Search each line below for "Windows", then return the lines where it appears.

Collected data
++++++++
PR #23313, opened 2025-07-10
BLD: support build warnings for flang/clang-cl on Windows

rgommers:
This gets rid of a few thousand lines of build warnings on this Windows build config. There are some left, most prominently these:
```
flang-new: warning: argument unused during compilation: '-Wall' [-Wunused-command-line-argument]
```

The problem with the linker script flag was that `clang-cl` does accept it so the check passes, but then complains about not knowing it. This is caused by the more general design choice it made about accepting rather than erroring out on unknown flags.

### DIFF
--- a/meson.build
++++++++
▶ Task result:
BLD: support build warnings for flang/clang-cl on Windows
This gets rid of a few thousand lines of build warnings on this Windows build config. There are some left, most prominently these:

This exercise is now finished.